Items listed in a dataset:
PR #434, opened 2023-08-06
Add external types exposed through public api check for CI

u9g:


u9g:
Setup closely mirrors https://github.com/awslabs/cargo-check-external-types/blame/main/.github/workflows/ci.yml#L110

.github/workflows/ci.yml
```diff
@@ -172,6 +176,28 @@ jobs:
...
+      - name: Install rust
+        uses: dtolnay/rust-toolchain@master
+        with:
+          toolchain: "nightly-2023-05-31"
+
+      - uses: Swatinem/rust-cache@v2
+
+      - name: Check Exported API
+        run: |
+          cargo install --locked cargo-check-external-types
```
obi1kenobi, line 197: This is going to rebuild on every PR update, which is going to be horrifically slow. The tool's doesn't offer prebuilt binaries, and it's not part of `cargo-quickinstall`'s prebuilt list either.

Almost tempted to not use it over this, to be honest.

What do you think?

u9g: I'm not super upset over it as it takes approximately the same 2 minutes to run the tests. We can also either ask them to offer prebuilt binaries or just build it ourselves on every commit in a different repo similar to what cargo-quickinstall does.

Is there any way we can ask them to add it to cargo-quickinstall?

obi1kenobi:
Not sure, check that project's repo? There might be a way to request new
crates to be added.

PR #444, opened 2023-08-10
Allow any script to be executed anywhere inside the repo

era:
I noticed most tests were doing `cd "$(git rev-parse --show-toplevel)/trustfall_testbin"`, except those that receive paths as parameters. My guess is those scripts were not doing that because the user may give relative paths and changing the directory will break user assumptions about it.

For those scripts, I transform any path the user set as arguments into an absolute path, so we can safely move directories.

I tested this by passing absolute paths and relative paths on Linux.

### DIFF
--- a/scripts/create_execution_error_data.sh
+++ b/scripts/create_execution_error_data.sh
@@ -6,7 +6,17 @@ set -euo pipefail
 # Get the absolute path of the repo.
 REPO="$(git rev-parse --show-toplevel)"
 
+INPUT_FILES=()
+
 for INPUT_FILE in "$@"; do
+    # makes sure we are always using absolute path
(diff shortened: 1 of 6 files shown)


scripts/create_execution_error_data.sh
```diff
@@ -6,7 +6,17 @@ set -euo pipefail
 # Get the absolute path of the repo.
 REPO="$(git rev-parse --show-toplevel)"
 
+INPUT_FILES=()
+
 for INPUT_FILE in "$@"; do
+    # makes sure we are always using absolute path
+    INPUT_FILES+=("$(cd "$(dirname "$1")"; pwd)/$(basename "$1")")
```
obi1kenobi, line 13: This is a nice trick, I'll have to remember that! 💯

obi1kenobi (approved):

PR #449, opened 2023-08-14
Add an iterator over all the required properties of a Vertex

era:
In order to enable adapters to only fetch the required properties (useful for network calls, such as GraphQL adapters) we need to expose all the required properties of that vertex. 

This PR introduces a method to retrieve the information (output, filtered, and tagged properties). It also introduces a new struct to represent those properties.

It also introduces tests for the new feature.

#### [Task statement]
Could you return the lines in the entries above that contain "properties"?

#### [Answer to this task]
Add an iterator over all the required properties of a Vertex
In order to enable adapters to only fetch the required properties (useful for network calls, such as GraphQL adapters) we need to expose all the required properties of that vertex. 
This PR introduces a method to retrieve the information (output, filtered, and tagged properties). It also introduces a new struct to represent those properties.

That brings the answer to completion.